Top of RECORDS FOR THE TASK

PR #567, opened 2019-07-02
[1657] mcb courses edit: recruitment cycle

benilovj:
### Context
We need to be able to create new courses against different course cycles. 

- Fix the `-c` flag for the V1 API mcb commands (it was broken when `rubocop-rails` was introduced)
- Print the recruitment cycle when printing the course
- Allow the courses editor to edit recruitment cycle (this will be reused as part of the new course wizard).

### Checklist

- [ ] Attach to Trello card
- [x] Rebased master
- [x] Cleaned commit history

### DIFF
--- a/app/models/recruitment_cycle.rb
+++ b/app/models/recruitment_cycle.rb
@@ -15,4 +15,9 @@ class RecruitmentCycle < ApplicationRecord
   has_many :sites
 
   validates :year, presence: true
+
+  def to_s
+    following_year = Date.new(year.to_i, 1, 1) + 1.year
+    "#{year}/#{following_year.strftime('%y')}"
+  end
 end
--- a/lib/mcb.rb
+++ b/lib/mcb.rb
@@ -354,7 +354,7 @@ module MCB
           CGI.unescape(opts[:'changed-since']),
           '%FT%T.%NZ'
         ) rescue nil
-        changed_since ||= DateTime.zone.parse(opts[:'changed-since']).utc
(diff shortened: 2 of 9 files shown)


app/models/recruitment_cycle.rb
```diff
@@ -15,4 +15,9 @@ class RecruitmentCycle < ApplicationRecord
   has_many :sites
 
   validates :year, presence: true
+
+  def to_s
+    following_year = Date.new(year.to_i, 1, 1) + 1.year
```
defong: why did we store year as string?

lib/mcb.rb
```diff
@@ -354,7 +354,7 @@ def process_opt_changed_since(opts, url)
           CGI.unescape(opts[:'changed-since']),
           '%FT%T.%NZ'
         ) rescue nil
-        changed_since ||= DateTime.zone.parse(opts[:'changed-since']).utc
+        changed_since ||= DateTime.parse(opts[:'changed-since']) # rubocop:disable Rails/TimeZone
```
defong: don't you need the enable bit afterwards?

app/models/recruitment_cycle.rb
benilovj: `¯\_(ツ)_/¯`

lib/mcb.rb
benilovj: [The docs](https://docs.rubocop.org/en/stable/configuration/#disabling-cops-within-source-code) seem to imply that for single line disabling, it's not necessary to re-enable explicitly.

Bottom of RECORDS FOR THE TASK
Top of RECORDS FOR THE TASK

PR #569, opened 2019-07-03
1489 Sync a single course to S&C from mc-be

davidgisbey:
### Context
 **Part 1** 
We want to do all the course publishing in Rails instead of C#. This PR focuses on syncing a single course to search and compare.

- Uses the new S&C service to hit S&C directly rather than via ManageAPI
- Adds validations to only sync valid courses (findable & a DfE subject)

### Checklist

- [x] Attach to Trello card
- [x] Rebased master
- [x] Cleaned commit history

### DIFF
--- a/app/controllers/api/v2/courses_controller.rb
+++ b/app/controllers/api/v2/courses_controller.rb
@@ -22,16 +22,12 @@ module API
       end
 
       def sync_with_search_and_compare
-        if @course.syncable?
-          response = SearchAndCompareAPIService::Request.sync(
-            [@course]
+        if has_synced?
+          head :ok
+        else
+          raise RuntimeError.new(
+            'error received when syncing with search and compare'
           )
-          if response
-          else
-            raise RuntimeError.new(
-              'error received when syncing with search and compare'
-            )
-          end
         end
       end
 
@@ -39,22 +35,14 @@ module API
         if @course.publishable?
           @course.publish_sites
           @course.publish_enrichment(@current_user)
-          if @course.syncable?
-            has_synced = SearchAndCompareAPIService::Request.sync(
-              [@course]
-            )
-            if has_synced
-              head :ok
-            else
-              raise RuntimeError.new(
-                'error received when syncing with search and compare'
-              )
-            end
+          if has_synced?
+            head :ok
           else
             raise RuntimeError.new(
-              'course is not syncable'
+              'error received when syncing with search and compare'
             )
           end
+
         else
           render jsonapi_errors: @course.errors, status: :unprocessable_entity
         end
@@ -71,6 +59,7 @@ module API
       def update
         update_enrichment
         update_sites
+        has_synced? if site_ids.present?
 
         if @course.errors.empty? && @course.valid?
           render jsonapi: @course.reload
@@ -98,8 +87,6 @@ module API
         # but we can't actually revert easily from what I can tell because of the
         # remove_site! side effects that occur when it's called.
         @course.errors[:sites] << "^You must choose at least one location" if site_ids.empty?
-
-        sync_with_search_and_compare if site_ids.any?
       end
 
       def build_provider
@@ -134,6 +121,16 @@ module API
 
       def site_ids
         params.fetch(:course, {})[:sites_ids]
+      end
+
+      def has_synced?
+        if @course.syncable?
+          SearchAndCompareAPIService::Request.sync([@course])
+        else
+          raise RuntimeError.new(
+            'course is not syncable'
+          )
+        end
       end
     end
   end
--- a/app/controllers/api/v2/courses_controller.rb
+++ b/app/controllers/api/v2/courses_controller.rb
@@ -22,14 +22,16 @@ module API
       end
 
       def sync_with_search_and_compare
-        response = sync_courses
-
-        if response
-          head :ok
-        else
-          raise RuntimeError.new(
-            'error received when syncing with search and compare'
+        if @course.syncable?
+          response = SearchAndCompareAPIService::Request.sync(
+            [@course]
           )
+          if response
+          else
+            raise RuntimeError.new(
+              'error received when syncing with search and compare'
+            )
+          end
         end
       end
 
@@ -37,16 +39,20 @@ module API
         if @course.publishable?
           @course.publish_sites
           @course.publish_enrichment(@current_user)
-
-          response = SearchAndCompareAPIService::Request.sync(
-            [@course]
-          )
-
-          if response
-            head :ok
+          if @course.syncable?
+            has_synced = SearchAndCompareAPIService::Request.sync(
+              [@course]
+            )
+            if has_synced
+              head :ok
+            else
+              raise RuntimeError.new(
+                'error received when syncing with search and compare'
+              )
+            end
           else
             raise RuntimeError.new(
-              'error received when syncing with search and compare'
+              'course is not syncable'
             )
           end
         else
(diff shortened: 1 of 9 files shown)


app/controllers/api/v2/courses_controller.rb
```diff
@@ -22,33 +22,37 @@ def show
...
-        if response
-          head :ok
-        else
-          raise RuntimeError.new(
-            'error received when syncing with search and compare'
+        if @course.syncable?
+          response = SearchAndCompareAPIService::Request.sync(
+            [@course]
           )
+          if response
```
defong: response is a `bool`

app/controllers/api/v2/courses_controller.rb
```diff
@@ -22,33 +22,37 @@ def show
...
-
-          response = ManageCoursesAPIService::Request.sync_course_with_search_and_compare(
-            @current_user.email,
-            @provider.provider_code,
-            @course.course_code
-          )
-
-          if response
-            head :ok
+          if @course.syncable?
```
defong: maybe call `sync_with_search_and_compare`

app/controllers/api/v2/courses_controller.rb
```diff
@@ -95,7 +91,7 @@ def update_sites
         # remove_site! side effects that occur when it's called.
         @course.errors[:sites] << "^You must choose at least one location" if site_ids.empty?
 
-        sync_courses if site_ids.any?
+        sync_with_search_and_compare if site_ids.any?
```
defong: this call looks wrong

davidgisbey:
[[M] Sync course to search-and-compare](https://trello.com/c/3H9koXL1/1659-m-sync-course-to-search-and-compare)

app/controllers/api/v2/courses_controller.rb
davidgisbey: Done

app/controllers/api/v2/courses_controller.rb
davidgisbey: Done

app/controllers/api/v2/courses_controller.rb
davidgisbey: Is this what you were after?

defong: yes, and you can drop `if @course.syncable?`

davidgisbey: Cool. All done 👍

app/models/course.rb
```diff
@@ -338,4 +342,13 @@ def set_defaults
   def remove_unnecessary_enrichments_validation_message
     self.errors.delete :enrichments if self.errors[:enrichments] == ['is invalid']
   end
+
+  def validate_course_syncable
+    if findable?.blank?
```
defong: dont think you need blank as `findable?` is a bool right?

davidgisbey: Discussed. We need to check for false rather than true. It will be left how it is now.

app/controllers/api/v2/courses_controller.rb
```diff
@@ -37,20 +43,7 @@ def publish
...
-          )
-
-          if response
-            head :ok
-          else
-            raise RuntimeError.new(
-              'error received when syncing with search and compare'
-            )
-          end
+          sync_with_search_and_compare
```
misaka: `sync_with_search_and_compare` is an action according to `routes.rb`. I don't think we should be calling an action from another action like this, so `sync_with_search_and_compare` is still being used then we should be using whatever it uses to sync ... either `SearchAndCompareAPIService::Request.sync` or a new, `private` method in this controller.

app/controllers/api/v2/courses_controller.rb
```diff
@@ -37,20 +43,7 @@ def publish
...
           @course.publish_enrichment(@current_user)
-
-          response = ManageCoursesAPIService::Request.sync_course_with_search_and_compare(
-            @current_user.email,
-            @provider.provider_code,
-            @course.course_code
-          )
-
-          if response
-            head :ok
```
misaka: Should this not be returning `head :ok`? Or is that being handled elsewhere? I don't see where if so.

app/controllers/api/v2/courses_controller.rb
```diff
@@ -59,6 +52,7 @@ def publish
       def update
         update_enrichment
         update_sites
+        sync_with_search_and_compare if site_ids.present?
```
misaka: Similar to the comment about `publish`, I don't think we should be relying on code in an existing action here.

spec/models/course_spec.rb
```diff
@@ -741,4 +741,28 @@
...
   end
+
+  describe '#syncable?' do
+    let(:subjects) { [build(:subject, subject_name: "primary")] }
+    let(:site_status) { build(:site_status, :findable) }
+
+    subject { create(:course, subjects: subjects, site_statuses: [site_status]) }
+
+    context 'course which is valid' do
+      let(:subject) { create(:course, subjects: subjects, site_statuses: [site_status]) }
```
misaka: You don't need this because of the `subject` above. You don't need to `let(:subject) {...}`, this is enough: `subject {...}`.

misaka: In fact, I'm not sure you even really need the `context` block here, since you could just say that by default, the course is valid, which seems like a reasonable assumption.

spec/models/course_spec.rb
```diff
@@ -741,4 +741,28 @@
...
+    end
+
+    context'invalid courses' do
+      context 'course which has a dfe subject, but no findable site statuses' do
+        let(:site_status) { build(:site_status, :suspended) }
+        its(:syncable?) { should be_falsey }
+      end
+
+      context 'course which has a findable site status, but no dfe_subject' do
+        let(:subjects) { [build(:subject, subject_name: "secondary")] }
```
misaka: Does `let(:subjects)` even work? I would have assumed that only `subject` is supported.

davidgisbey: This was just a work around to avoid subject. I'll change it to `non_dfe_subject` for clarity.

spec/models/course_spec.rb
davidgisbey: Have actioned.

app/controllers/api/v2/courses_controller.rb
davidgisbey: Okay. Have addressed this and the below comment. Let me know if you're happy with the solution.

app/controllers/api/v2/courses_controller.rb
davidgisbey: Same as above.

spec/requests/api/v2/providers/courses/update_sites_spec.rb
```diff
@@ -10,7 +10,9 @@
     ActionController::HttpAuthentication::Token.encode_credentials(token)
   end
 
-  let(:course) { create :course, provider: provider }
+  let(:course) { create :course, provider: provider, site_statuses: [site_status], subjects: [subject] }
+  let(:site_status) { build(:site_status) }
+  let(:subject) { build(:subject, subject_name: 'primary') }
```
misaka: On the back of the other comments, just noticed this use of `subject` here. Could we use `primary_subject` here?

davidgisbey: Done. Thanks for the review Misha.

Bottom of RECORDS FOR THE TASK

§ TRY IT
The answer must be every line of the entries that includes the word "work".

§ SOLVED PROBLEM
misaka: Does `let(:subjects)` even work? I would have assumed that only `subject` is supported.
davidgisbey: This was just a work around to avoid subject. I'll change it to `non_dfe_subject` for clarity.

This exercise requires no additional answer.